Work item
Each line in the records that mentions the word "external" needs to be listed.

Material for this exercise
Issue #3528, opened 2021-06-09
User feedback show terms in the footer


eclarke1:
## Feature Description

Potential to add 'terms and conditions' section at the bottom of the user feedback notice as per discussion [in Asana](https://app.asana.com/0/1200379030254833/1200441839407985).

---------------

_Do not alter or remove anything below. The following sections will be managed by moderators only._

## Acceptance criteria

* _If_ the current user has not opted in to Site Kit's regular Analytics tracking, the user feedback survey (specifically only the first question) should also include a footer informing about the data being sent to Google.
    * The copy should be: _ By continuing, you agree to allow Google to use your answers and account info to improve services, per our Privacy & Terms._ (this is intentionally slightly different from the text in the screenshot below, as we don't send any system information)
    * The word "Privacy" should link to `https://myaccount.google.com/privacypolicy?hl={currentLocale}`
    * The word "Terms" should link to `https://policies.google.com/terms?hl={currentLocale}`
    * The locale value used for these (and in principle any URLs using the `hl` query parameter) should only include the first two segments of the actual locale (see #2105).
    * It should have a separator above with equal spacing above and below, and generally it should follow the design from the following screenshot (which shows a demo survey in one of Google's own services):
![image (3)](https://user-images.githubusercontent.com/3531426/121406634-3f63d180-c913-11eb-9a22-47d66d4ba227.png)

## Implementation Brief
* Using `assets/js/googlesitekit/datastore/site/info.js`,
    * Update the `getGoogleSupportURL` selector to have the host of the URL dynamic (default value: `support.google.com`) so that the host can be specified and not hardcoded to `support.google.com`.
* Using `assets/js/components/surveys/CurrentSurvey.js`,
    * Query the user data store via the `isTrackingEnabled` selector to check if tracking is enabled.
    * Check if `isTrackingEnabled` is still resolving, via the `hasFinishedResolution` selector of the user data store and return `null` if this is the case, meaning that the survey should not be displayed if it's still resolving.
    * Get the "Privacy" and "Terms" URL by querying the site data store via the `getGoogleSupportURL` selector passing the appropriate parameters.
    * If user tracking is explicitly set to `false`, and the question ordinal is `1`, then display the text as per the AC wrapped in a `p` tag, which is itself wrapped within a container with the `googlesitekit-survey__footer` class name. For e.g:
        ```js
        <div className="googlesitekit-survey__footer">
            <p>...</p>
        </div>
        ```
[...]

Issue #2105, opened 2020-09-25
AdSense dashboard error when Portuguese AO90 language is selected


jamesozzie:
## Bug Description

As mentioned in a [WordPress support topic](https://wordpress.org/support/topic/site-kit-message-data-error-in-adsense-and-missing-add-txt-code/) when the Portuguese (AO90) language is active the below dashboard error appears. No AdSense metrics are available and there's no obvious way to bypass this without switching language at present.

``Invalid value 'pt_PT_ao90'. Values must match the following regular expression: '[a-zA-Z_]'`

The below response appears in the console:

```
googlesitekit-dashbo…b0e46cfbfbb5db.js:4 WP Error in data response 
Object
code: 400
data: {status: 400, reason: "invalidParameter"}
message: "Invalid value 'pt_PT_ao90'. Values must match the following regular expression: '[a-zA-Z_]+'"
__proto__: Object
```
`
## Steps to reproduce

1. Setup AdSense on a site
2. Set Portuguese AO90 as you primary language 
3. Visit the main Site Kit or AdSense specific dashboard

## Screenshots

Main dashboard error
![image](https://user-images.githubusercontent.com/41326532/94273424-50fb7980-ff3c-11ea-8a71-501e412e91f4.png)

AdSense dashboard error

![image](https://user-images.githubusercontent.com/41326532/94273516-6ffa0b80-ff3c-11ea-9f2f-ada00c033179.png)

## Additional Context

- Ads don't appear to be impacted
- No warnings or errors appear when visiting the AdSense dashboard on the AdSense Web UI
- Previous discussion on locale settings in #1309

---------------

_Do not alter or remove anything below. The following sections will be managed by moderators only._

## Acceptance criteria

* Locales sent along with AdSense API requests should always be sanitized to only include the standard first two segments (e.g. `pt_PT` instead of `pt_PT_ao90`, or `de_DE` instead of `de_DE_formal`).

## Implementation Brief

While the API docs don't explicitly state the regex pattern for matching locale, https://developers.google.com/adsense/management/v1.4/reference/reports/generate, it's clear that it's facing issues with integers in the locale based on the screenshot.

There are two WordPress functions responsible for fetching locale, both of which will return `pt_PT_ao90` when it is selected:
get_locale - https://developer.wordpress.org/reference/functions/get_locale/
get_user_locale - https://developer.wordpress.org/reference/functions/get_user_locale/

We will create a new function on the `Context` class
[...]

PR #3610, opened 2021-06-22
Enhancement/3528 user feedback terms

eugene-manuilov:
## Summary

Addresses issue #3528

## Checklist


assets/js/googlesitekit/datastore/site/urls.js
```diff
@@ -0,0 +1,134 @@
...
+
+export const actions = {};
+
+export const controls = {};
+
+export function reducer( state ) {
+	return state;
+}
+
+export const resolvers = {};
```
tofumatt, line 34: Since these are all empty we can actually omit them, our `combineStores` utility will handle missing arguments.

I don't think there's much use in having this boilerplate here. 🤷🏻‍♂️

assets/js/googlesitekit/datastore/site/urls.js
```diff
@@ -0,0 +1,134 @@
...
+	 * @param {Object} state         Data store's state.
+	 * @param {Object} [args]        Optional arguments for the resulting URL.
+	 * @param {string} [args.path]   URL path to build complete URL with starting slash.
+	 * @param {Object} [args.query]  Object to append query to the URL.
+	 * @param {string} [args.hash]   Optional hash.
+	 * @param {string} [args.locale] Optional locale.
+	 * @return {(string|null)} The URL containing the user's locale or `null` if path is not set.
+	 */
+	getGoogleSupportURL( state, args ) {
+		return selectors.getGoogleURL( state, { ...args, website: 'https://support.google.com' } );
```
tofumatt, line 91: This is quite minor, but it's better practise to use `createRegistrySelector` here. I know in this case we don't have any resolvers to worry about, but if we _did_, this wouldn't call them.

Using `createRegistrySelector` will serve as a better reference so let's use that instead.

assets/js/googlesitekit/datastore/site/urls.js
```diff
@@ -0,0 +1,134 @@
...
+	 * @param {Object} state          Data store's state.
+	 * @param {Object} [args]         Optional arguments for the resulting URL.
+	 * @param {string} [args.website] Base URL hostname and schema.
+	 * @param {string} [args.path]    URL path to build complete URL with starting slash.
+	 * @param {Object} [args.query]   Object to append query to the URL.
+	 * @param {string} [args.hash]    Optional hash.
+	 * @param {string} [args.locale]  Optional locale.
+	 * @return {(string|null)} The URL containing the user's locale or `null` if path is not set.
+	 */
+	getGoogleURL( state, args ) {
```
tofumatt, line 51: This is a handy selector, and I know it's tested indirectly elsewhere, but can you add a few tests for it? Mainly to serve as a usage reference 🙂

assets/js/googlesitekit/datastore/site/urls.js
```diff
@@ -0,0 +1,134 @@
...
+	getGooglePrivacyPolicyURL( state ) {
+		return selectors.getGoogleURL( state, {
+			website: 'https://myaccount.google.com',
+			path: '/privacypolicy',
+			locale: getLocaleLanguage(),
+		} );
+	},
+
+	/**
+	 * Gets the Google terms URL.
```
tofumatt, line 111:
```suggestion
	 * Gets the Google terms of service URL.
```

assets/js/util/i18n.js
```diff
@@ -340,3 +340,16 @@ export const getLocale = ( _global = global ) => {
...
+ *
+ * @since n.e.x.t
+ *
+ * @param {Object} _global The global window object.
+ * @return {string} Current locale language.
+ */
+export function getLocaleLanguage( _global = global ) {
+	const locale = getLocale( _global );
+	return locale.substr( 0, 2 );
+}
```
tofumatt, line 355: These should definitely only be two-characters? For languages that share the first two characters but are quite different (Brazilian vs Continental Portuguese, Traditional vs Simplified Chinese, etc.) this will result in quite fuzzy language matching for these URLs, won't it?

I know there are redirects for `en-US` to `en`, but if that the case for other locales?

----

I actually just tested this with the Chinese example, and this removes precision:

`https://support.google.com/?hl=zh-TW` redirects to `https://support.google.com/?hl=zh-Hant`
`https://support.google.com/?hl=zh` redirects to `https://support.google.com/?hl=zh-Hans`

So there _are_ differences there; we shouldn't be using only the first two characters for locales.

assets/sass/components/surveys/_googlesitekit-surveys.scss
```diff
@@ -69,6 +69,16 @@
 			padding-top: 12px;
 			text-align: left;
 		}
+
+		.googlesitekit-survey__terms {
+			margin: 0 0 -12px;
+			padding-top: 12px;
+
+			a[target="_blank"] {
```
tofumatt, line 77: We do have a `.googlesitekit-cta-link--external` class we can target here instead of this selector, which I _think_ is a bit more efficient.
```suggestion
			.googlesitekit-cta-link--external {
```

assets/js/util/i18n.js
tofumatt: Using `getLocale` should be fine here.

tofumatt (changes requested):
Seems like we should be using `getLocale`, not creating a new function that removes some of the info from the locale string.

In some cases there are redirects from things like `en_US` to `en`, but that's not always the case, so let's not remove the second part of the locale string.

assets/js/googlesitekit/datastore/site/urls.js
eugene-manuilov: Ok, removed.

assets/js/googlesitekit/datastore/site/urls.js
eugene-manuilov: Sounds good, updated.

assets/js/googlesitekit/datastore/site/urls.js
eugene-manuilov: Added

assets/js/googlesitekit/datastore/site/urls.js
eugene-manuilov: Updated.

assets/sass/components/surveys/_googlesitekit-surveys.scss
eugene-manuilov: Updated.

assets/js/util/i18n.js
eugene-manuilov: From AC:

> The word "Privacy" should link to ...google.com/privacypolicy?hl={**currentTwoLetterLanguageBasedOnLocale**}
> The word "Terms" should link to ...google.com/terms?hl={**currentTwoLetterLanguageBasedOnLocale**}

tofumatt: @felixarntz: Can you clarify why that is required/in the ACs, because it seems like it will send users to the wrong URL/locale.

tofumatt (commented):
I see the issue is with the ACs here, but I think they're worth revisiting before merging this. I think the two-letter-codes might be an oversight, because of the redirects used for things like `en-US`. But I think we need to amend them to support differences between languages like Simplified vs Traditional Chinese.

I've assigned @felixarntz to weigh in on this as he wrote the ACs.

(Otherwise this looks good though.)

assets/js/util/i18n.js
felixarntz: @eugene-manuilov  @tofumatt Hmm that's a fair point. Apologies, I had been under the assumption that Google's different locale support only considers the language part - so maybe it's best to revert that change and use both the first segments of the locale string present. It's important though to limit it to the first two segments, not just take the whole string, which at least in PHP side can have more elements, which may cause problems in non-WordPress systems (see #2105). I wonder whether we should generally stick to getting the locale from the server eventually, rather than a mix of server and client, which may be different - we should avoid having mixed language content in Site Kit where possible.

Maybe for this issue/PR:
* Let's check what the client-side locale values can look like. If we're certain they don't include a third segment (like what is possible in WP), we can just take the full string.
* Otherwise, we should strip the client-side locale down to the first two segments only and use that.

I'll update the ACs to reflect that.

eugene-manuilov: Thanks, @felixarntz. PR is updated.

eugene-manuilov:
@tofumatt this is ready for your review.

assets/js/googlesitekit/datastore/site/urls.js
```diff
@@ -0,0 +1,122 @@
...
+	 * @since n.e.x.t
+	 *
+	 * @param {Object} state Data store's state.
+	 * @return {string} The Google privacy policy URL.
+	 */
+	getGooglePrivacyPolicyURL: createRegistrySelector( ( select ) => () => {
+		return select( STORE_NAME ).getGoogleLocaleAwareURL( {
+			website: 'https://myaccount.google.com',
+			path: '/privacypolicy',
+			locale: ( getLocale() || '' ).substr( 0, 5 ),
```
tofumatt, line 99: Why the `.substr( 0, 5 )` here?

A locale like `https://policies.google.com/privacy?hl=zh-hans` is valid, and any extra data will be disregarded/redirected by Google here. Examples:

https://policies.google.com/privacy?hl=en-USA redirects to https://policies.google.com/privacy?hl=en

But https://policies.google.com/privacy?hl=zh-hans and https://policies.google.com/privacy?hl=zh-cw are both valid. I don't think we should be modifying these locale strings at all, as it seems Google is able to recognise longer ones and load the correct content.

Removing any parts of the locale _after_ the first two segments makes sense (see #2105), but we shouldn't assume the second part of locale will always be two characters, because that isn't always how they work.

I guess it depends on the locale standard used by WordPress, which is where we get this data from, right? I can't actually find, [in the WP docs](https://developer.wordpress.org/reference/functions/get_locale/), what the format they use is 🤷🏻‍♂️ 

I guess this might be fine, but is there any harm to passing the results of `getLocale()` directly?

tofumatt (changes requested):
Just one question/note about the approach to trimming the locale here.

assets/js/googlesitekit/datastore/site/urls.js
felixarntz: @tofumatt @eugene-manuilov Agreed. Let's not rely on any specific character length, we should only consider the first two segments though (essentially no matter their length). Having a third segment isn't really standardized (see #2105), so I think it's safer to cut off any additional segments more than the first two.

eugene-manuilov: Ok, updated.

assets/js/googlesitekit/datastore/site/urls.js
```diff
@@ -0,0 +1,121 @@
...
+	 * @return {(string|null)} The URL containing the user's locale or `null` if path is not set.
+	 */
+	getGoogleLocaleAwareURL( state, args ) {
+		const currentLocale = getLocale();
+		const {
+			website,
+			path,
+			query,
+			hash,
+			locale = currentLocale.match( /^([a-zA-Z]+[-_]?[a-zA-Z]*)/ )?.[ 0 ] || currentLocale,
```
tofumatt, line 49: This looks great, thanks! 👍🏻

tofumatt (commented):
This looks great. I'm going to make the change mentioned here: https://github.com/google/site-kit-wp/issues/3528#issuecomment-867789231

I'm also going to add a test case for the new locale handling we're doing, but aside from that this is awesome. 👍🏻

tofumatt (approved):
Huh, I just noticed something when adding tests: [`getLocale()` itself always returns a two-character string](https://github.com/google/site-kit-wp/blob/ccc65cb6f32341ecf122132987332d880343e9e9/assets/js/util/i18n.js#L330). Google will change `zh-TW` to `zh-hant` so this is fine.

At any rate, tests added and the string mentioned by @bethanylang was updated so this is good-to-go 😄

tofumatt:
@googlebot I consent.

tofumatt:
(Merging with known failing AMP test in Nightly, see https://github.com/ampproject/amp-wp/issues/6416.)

Answer area
tofumatt, line 77: We do have a `.googlesitekit-cta-link--external` class we can target here instead of this selector, which I _think_ is a bit more efficient.
			.googlesitekit-cta-link--external {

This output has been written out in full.